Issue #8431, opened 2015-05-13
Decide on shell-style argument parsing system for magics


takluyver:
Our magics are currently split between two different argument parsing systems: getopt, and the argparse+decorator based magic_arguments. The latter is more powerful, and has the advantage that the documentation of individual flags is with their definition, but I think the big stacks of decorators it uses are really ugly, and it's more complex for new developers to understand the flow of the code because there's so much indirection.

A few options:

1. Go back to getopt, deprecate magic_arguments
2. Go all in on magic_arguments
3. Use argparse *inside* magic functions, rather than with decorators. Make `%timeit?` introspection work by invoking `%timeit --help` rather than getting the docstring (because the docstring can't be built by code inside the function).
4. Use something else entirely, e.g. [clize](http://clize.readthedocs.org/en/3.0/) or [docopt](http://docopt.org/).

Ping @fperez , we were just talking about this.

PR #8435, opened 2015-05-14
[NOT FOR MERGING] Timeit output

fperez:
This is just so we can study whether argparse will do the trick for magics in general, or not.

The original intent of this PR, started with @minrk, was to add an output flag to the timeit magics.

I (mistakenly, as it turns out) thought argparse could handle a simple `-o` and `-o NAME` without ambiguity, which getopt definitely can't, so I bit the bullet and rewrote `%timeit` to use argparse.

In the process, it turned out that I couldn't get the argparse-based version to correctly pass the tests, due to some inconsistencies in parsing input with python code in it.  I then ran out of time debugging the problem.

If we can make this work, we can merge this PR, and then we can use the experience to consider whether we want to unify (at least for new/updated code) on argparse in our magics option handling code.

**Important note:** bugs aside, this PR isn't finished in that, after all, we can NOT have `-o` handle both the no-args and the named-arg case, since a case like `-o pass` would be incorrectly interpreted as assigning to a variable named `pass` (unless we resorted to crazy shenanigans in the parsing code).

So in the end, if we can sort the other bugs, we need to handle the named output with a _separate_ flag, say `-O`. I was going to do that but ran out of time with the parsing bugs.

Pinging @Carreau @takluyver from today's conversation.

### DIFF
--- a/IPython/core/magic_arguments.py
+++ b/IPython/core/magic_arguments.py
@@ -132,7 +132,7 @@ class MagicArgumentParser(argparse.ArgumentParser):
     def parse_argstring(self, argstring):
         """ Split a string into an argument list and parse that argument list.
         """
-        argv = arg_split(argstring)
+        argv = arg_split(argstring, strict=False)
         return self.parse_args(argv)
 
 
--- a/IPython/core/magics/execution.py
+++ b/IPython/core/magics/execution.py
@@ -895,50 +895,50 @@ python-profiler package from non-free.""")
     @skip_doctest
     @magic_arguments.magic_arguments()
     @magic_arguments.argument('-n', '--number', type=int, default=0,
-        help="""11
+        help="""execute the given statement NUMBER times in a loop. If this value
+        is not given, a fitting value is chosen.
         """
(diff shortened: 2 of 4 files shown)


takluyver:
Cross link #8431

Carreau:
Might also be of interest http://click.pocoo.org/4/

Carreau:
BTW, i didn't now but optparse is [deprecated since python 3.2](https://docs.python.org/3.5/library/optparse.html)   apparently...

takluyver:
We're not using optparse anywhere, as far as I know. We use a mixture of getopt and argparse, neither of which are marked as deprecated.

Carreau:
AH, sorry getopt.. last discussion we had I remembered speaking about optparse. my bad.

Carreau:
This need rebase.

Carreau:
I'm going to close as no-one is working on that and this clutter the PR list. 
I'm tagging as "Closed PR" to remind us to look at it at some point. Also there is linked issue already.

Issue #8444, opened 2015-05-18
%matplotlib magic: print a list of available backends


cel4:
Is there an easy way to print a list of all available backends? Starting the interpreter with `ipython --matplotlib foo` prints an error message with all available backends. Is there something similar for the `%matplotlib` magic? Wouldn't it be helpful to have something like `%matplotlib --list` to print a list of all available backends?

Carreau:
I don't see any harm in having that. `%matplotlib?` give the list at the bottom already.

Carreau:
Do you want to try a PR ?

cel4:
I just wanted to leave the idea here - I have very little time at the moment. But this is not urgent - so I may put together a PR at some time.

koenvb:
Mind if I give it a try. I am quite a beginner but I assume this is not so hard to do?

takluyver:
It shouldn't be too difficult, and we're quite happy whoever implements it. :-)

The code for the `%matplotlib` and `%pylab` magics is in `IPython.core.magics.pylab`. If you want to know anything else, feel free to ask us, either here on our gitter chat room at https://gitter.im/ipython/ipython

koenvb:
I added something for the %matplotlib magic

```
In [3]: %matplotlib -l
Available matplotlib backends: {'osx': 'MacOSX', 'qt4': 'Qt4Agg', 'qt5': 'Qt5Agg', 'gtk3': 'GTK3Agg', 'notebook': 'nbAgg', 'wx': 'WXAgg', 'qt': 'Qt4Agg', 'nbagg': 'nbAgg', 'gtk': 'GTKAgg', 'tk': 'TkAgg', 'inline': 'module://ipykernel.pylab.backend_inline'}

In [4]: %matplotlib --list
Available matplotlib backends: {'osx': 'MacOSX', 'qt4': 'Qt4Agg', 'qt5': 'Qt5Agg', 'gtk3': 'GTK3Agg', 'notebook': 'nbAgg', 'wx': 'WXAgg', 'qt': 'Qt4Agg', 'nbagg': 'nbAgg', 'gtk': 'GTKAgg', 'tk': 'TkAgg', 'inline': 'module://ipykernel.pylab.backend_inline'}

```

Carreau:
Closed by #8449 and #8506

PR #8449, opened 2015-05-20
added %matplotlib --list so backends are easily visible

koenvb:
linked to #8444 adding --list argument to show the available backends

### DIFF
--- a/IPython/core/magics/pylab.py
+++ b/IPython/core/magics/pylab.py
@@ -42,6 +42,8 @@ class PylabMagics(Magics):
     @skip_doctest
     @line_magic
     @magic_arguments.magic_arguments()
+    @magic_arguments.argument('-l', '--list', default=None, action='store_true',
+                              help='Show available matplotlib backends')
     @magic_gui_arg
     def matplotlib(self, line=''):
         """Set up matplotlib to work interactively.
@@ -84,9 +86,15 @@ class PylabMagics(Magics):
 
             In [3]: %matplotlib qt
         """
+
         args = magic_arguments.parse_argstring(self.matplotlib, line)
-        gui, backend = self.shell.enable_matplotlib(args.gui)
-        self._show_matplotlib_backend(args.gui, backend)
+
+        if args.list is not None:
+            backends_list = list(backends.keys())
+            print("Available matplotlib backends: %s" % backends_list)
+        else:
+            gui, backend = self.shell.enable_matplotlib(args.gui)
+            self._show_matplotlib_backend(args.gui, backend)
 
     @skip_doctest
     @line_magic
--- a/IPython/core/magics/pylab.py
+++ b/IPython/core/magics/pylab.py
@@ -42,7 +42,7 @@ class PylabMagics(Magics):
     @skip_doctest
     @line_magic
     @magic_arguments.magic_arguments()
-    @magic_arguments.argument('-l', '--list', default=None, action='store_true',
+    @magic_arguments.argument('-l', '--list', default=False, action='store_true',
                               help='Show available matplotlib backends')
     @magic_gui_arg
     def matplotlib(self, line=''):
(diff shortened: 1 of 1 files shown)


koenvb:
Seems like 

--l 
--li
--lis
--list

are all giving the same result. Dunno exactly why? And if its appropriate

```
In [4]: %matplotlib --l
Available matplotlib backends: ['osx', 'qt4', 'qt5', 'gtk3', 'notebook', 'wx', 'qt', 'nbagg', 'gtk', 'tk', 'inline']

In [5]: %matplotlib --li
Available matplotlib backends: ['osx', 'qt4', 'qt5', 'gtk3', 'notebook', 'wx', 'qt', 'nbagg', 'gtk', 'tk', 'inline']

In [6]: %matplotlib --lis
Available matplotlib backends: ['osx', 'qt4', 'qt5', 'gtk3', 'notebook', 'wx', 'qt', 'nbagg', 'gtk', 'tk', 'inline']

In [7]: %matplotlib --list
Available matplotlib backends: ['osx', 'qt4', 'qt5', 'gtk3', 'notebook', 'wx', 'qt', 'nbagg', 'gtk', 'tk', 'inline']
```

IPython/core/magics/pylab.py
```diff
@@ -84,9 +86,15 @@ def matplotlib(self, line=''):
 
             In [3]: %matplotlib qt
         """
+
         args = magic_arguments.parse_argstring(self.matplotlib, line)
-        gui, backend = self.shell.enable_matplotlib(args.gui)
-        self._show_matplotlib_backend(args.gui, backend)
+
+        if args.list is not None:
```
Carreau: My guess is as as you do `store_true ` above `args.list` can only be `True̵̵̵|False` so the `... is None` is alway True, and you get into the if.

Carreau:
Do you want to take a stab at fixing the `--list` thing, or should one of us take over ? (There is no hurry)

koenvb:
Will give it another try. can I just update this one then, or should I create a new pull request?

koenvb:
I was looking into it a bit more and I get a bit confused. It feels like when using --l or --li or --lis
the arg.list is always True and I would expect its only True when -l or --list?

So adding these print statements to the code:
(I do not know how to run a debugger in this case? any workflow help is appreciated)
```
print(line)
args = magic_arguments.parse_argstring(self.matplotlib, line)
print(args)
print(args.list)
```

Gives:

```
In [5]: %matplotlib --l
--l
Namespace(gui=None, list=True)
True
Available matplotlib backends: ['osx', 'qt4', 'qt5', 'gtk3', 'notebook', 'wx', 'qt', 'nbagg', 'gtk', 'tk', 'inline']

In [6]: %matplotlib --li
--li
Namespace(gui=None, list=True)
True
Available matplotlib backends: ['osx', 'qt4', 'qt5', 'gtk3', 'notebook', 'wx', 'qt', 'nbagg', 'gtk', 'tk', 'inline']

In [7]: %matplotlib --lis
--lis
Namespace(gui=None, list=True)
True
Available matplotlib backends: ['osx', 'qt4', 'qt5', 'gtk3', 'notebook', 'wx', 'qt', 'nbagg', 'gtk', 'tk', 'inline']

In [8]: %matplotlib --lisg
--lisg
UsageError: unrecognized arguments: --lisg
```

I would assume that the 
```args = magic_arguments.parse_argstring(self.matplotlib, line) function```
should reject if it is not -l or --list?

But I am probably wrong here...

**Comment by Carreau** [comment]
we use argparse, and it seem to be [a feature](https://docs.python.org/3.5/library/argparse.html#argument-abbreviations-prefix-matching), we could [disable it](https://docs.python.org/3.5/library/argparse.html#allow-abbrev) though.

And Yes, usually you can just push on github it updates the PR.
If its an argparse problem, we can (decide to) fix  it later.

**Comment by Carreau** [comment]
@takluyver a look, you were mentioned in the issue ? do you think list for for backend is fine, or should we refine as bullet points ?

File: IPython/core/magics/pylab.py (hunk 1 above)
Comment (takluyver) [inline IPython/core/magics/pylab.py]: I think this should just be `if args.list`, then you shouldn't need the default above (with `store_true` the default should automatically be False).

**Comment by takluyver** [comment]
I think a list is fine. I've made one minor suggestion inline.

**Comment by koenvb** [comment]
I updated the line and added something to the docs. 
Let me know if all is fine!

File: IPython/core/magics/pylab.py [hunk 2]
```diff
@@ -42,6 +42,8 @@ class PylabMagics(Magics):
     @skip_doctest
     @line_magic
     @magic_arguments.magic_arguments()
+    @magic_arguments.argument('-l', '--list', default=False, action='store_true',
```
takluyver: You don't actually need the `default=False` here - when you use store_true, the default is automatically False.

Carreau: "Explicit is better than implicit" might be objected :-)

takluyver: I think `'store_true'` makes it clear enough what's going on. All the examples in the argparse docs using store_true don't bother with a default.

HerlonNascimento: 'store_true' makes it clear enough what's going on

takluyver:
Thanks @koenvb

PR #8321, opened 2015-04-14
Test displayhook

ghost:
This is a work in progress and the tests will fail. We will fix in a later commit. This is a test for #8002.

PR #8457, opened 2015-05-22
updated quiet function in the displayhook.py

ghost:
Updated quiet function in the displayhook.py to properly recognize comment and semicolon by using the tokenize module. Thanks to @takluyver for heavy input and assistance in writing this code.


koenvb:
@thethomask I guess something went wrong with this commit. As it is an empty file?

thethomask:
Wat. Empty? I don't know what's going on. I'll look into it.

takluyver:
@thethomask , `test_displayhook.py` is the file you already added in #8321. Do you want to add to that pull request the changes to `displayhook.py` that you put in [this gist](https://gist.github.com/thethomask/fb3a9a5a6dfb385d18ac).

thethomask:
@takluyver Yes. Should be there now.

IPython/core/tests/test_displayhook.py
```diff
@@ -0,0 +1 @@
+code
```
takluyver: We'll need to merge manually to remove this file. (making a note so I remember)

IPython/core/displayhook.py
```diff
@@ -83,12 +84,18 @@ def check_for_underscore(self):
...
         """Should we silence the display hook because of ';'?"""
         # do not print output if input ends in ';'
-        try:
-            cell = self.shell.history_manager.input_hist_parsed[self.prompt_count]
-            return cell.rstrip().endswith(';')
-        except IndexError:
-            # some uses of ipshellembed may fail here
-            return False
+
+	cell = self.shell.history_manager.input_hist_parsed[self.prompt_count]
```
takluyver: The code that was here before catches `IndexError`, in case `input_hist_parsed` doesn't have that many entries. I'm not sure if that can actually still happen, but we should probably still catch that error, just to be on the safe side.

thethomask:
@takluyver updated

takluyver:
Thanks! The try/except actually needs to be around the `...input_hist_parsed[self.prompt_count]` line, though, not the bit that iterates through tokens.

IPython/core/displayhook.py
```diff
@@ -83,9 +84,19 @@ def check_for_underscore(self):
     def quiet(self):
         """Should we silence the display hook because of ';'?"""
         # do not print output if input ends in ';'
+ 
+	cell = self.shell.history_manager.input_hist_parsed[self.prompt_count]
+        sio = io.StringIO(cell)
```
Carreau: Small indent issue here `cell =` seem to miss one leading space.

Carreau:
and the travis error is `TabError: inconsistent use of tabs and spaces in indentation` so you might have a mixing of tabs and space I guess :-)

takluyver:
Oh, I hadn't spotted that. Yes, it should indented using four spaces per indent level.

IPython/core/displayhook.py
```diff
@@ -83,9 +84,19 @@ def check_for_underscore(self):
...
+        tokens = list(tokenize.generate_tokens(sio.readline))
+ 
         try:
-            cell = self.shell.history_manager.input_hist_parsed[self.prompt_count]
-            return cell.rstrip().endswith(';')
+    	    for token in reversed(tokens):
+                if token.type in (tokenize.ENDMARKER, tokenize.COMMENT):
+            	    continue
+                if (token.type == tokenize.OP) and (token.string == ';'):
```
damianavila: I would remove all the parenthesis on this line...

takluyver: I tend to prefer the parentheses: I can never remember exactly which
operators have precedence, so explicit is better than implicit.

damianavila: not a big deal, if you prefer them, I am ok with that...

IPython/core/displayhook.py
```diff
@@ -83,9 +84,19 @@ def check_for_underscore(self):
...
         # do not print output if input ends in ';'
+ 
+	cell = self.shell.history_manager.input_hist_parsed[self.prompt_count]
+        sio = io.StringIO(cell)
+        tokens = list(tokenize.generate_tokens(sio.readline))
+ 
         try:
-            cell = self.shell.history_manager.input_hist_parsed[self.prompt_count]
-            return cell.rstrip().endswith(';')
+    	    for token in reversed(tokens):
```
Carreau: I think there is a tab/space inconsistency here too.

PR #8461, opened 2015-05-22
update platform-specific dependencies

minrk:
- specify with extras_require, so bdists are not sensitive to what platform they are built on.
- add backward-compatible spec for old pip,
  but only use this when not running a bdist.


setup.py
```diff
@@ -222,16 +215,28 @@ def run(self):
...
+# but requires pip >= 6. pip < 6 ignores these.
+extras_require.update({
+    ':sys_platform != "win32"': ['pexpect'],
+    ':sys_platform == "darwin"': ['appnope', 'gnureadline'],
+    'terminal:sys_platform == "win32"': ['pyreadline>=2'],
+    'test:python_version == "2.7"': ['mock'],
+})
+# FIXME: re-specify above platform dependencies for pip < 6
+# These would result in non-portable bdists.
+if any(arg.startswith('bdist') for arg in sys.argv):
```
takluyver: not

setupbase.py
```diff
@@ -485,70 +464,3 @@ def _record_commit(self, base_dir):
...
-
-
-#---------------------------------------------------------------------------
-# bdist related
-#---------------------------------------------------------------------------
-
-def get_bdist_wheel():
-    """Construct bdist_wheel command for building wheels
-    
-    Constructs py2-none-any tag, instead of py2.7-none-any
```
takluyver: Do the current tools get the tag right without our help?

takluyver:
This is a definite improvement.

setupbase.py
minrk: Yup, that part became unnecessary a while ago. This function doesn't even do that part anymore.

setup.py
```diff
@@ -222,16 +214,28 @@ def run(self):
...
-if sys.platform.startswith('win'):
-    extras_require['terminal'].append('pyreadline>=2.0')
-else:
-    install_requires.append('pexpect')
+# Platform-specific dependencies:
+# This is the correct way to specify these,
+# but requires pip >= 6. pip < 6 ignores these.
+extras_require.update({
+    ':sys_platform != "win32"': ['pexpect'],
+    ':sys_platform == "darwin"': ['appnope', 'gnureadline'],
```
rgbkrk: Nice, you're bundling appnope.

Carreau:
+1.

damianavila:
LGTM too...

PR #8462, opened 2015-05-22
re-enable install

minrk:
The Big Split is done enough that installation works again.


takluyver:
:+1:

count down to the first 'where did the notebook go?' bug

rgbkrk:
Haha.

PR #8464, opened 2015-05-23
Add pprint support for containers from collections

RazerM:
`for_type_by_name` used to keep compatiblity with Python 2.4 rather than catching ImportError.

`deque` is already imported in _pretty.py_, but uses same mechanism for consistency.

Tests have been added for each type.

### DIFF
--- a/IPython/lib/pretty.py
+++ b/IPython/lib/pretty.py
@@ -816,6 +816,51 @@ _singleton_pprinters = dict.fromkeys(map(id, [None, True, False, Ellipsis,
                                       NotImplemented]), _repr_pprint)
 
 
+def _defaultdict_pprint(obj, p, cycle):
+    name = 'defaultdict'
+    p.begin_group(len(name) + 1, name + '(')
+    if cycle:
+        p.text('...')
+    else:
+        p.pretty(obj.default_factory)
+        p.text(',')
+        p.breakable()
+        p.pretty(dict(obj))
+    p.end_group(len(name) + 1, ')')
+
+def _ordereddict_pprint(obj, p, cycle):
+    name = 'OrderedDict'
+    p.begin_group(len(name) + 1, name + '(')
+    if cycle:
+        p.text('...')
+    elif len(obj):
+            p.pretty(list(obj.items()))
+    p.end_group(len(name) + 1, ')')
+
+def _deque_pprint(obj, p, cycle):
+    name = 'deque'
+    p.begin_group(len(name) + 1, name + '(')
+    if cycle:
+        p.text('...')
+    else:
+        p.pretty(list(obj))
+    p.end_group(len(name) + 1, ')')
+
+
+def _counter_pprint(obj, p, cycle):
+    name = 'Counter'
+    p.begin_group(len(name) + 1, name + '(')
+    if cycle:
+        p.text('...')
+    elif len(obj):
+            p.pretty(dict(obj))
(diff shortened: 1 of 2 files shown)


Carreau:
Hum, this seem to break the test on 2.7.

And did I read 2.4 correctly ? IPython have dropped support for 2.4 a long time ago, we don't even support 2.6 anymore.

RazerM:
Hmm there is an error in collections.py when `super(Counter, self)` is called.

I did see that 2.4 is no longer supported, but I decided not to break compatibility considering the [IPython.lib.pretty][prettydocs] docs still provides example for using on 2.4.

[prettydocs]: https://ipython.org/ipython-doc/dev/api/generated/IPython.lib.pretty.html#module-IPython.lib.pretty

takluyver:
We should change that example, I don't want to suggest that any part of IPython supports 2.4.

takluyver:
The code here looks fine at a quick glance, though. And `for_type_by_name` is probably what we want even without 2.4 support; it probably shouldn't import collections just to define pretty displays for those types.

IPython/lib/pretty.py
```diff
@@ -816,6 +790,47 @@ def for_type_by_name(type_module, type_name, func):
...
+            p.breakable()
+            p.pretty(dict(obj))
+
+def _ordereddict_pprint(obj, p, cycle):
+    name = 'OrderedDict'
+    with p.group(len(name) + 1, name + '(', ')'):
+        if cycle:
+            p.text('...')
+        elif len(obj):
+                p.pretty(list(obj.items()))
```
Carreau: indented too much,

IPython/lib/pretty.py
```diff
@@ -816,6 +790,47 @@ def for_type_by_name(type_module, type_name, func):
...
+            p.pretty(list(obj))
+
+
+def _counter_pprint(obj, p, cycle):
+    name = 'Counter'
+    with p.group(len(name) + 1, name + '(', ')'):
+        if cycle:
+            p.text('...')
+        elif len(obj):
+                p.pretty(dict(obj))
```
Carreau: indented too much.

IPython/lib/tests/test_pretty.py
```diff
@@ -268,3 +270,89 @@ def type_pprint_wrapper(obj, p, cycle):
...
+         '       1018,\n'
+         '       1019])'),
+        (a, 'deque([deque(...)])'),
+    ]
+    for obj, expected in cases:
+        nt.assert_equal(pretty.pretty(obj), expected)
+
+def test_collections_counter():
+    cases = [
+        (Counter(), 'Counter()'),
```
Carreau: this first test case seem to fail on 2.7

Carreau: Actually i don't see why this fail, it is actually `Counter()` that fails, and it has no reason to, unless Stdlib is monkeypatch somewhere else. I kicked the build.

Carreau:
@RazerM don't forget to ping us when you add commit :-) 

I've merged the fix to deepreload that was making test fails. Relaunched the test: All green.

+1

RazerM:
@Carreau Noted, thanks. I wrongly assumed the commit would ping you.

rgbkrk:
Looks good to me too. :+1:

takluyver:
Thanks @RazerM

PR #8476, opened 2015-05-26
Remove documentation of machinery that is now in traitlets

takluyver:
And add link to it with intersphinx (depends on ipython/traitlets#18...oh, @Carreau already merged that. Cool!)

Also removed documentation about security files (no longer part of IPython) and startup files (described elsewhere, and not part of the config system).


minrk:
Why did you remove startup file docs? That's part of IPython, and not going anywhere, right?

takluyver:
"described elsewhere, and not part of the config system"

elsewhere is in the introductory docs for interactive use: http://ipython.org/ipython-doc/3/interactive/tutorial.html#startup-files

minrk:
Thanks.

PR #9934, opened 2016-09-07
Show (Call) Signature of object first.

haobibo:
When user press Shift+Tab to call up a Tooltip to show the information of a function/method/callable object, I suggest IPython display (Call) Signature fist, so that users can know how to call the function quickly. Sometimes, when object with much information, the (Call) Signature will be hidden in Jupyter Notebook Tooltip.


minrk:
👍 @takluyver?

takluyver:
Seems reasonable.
————————
### Instructions to follow
Once you find the line with "I've merged the" in the entries above, output it and each line after it up to and including the line with "And add link", and nothing else.

### Response to this task
I've merged the fix to deepreload that was making test fails. Relaunched the test: All green.

+1

RazerM:
@Carreau Noted, thanks. I wrongly assumed the commit would ping you.

rgbkrk:
Looks good to me too. :+1:

takluyver:
Thanks @RazerM

PR #8476, opened 2015-05-26
Remove documentation of machinery that is now in traitlets

takluyver:
And add link to it with intersphinx (depends on ipython/traitlets#18...oh, @Carreau already merged that. Cool!)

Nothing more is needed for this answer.